A strategic plan creating a new downtown for North Chicago on currently vacant land connected to its Sheridan Road business district, and significantly changing the community’s housing mix in the next eight years, is designed to change the fabric of the community.
At age 69, North Chicago Mayor Leon Rockingham Jr. grew up in the city, and has served nearly 20 years as its chief executive and 12 more as an alderman. He said he has seen a lot, and believes the plan can change the vibe of his city.
“As we look at the city of North Chicago, we are looking to rejuvenate the city itself with business development, more family homes and better infrastructure making it a place with a more friendly atmosphere,” Rockingham said. “This will be transformative.”
Completed with the help of the Lakota Group as consultants and the city’s business, governmental and not-for-profit partners, the 2024 North Chicago Comprehensive Plan is also an award winner.
The Illinois Chapter of the American Planning Association gave the 2024 North Chicago Comprehensive Plan the Daniel Burnham Award on Sept. 25 in Champaign for its community outreach and strategy.
With a small group of offices and shops along Sheridan Road between 18th Street and Audry Nixon Boulevard., Greg Jackson, Rockingham’s chief of staff, said a centerpiece of the plan is creating a large, walkable downtown on the 40-acre Sheridan Crossing property to the south.
“We want to have a walkable downtown,” Jackson said. “The anchor of downtown is what Sheridan Crossing truly will be. It will connect to the 18th Street area.”
Approximately two-thirds of North Chicago’s residents are renters and a third are homeowners. Jackson said in the next eight years, the plan suggests methods to reverse that statistic with changes to the current housing stock creating more privately owned homes.
“When you have homeowners, you have people who have planted roots,” he said.
In giving North Chicago the award, the association said in a news release that the community outreach involved in getting ideas from a variety of segments of the community, and writing the plan in both English and Spanish were some of the impressive parts of the effort.
“There is much to accomplish in North Chicago, but the plan doesn’t flinch in the wake of what the community needs to do,” the association said.
Completed a few months ago, Jackson said the plan was submitted to the association and then reviewed by a jury of experts to determine the winner.
Just as the association credited North Chicago’s inclusion of a variety of community partners, Rockingham said companies like Abbott and AbbVie were included, as well as North Chicago School District 187, the Foss Park District, Rosalind Franklin University and others.
Developing Sheridan Crossing on the northwest corner of Martin Luther King Jr. Drive and Sheridan Road is a longtime goal of the city. The site of demolished factories leaving contaminated soil, Rockingham said recently received federal funding makes the cleanup a reality.

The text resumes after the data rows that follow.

PR #100, opened 2026-04-24
DM-54784: prevent least_squares ValueError

suberlak:


python/lsst/ts/wep/estimation/danish.py
```diff
@@ -305,6 +305,44 @@ def _estimateSingleZk(
             instrument=instrument,
         )
 
+        # Early bail-out for bad images.
```
jbkalmbach: It would be a lot easier to maintain if you combine this with the `try...except` down below. Maybe you could add a `raise ValueError` inside the try if the sum of the `img` < 0. Then we won't have all this repeated code.

jbkalmbach (approved):
Thanks for reconfiguring. Looks nice and clean.

PR #103, opened 2026-05-07
Tickets/DM-54890: fix DonutCorrelator

suberlak:
Guard correlator against  a situation when the entire image is masked.


jbkalmbach (commented):
Needs a quick test added to `test_donutSizeCorrelator.py`

jbkalmbach (approved):
LGTM

PR #106, opened 2026-05-10
DM-54906: Add support for danish v1.1 features

jmeyers314:
New danish features include:
  - Angle-of-incidence throughput modeling
  - Improved loss function to handle model discrepancy residuals.

### DIFF
--- a/python/lsst/ts/wep/estimation/observingConditions.py
+++ b/python/lsst/ts/wep/estimation/observingConditions.py
@@ -34,7 +34,9 @@ class ObservingConditions:
     Parameters
     ----------
     rtp : Angle or None, optional
-        Rotation angle of the camera on the telescope.
+        Rotation angle of the camera on the telescope.  Note that this is
+        not the same as BORESIGHT_ROT_ANG, which is the rotation angle of
+        the camera on the sky.
         (the default is None, meaning unknown or not applicable)
     altitude : Angle or None, optional
         Boresight altitude.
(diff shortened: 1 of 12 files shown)


python/lsst/ts/wep/estimation/observingConditions.py
```diff
@@ -0,0 +1,45 @@
...
+
+@dataclass
+class ObservingConditions:
+    """Per-observation telescope pointing state for wavefront estimation.
+
+    Parameters
+    ----------
+    rtp : Angle or None, optional
+        Rotation angle of the camera on the telescope.
+        (the default is None, meaning unknown or not applicable)
```
jbkalmbach, line 40: I think it might be helpful to include that this is not equivalent to BORESIGHT_ROT_ANG

python/lsst/ts/wep/task/estimateZernikesBase.py
```diff
@@ -168,28 +172,36 @@ def _applyToList(fun: Callable, args: Iterable, numCores: int) -> list:
...
+        rtp = None
+        altitude = None
         try:
             rsp = metadata["BORESIGHT_ROT_ANGLE_RAD"]
             q = metadata["BORESIGHT_PAR_ANGLE_RAD"]
+            rtp = Angle(q - rsp - np.pi / 2, "rad")
         except KeyError:
-            return Angle(np.nan, "rad")
-        return Angle(q - rsp - np.pi / 2, "rad")
+            pass
```
jbkalmbach: Can you include a log message for each of the errors?

jbkalmbach (approved):
Looks good. A couple small comments.

PR #112, opened 2026-05-26
Switch calcZernikeTask to using ip_isr calibration for intrinsicZernikes

gmegh:


python/lsst/ts/wep/bin/ingestIntrinsicZernikes.py
```diff
@@ -0,0 +1,190 @@
...
+        help="Dataset type to write to. (default: intrinsicZernikes)",
+        metavar="TYPE",
+    )
+    parser.add_argument(
+        "--output-run",
+        type=str,
+        required=True,
+        help=(
+            "RUN collection to write the IntrinsicZernikes calibrations into. "
+            "e.g. LSSTCam/calib/DM-55048/intrinsicZernikes.v1.0/run.<date>"
```
erykoff, line 92: I don't know how the pipelines do this automatically, but really you want to have the code generate the timestamp.  But for this it would actually be fine I think.

python/lsst/ts/wep/bin/ingestIntrinsicZernikes.py
```diff
@@ -0,0 +1,190 @@
...
+        "--instrument",
+        type=str,
+        default="LSSTCam",
+        help="Instrument name. (default: LSSTCam)",
+        metavar="INST",
+    )
+    parser.add_argument(
+        "--input-collection",
+        type=str,
+        default="LSSTCam/aos/intrinsic",
```
jbkalmbach, line 65: Do we need to ask somebody to create this? We currently have `LSSTCam/runs/aos` but for outputs. Since this is an input I get why we would not want to put it there but we should consult with data curation folks.

python/lsst/ts/wep/task/calcZernikesTask.py
```diff
@@ -595,16 +591,33 @@ def run(
...
-            # then we only have one intrinsic table to use for both.
-            self.intrinsicMapExtra = self._createIntrinsicMap(intrinsicTables[0])
-            self.intrinsicMapIntra = self._createIntrinsicMap(intrinsicTables[0])
+            # then we only have one intrinsic calibration to use for both.
+            self.intrinsicZernikesExtra = intrinsicZernikes[0]
+            self.intrinsicZernikesIntra = intrinsicZernikes[0]
         else:
-            self.intrinsicMapExtra = self._createIntrinsicMap(intrinsicTables[0])
-            self.intrinsicMapIntra = self._createIntrinsicMap(intrinsicTables[1])
+            self.intrinsicZernikesExtra = intrinsicZernikes[0]
```
jbkalmbach: Not sure if there's a way to handle this or not but it would be nice to have a way to check that the first element in the list is actually extra and the second intra. The `runQuantum` and `lookup` function are ordered so this shouldn't happen in a pipeline but we will need to be careful running interactively.

Maybe `intrinsicZernikesExtra` and `intrinsicZernikesIntra` should be the inputs to the run method instead of hiding this here? Could do it with just a change in the `runQuantum` I think.

python/lsst/ts/wep/bin/ingestIntrinsicZernikes.py
gmegh: I will just remove the default, I don't think we ever intend to put anything on LSSTCam/aos/intrinsics

python/lsst/ts/wep/task/calcZernikesTask.py
gmegh: I am not sure about this, because then we need a special case for latiss to input None, no? Are we sure we want to do this in this PR?

jbkalmbach: I don't think it's too much. You just change `if len(intrinsicZernikes) == 0:` to check if they are both empty right?

python/lsst/ts/wep/task/calcZernikesTask.py
```diff
@@ -545,15 +543,44 @@ def runQuantum(
...
+            intrinsicZernikesExtra = intrinsicZernikes[0]
+            intrinsicZernikesIntra = intrinsicZernikes[0]
+        else:
+            detectors = [ref.dataId["detector"] for ref in inputRefs.intrinsicZernikes]
+            if detectors[0] < detectors[1]:
+                intrinsicZernikes.reverse()
+            intrinsicZernikesIntra, intrinsicZernikesExtra = intrinsicZernikes
+
+        outputs = self.run(
+            **inputs,
```
jbkalmbach, line 575: Now I see why we popped it before. If you don't pop `intrinsicZernikes` then they will still be in inputs.

jbkalmbach (approved):
Looks good. Thanks!

PR #120, opened 2026-06-09
Added cut on recenter distance flags in donutStampSelectorTask.

jbkalmbach:


python/lsst/ts/wep/task/donutStampSelectorTask.py
```diff
@@ -298,9 +305,22 @@ def selectStamps(self, donutStamps: DonutStamps) -> pipeBase.Struct:
         elif self.config.selectWithMaxPowerGrad:
             self.log.warning("selectWithMaxPowerGrad==True but MAX_POWER_GRAD not in stamp metadata.")
 
+        # Select with recenter flags if requested
+        recenterFlagsSelect = np.ones(len(donutStamps), dtype="bool")
+        if self.config.selectWithRecenterFlags:
+            if "RECENTER_FLAGS" in list(donutStamps.metadata):
+                recenterFlags = np.asarray(donutStamps.metadata.getArray("RECENTER_FLAGS"))
```
elanaku: I think this line (or the line below) is causing an error and making the test fail. You may need an equivalent of the line above: fracBadPix[: len(fillVals)] = fillVals

elanaku (commented):
Looks good. It's just failing a test and I have some guess as to why...

python/lsst/ts/wep/task/donutStampSelectorTask.py
jbkalmbach: Thanks, made this take the same format as the ones above it and looks like it's passing that test on my machine.

elanaku (approved):
Looks good!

“Now we have the opportunity to talk to developers and hear their ideas,” he said.
Jackson said the cleanup will start this spring and will be done by early fall of next year. Once it is done, the city will seek development proposals.
Taylor Wegrzyn, the city’s director of economic and community development, said the new downtown will contain multi-use buildings with commercial uses like retail stores or restaurants on the ground level and residences on the upper floors.
“These will be modern buildings with ample parking,” Wegrzyn said. “People who live there will be able to walk to the stores and restaurants. There will be good pedestrian flow.”
Among the other ideas for the downtown area are coffee shops, a microbrewery and a hotel. Jackson said with the property located near the entrance to Naval Station Great Lakes, the area will accommodate visitors traveling to the area for recruit graduation. Collaboration is already in the works,
“The Navy moved graduations to Thursday so the families have a longer time to hang out,” Jackson said. “This will give them a place to spend some of their time here.”
Another pillar of the plan is making a major change in the number of homeowners in North Chicago, and creating new or renovated construction to accommodate growing families ready to move from a first home to a larger place.
“Someone will come to work for AbbVie and get a starter home here,” Jackson said. “Then they start a family and want a three- or four-bedroom home. We don’t have as many of those, so they go somewhere else.
Working with partners to develop affordable housing people can purchase is another way Jackson said North Chicago hopes to make more of its residents homeowners, with fewer renters. Currently Navy housing, Halsey Village is another potential source of larger family homes.